PR #4629, opened 2021-07-27
GameDB: Ratchet and Clank (EEtiming)

### LINKED ISSUE #4650: [BUG] Ratchet and Clank Crashing on When Loading Quartu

- - - -

Exercise:
Each line from the one containing "GameDB: Ratchet and Clank (EEtiming)" down to the final line of the listing must appear in the answer exactly as written, and no other line may.

Response:
GameDB: Ratchet and Clank (EEtiming)

### LINKED ISSUE #4650: [BUG] Ratchet and Clank Crashing on When Loading Quartu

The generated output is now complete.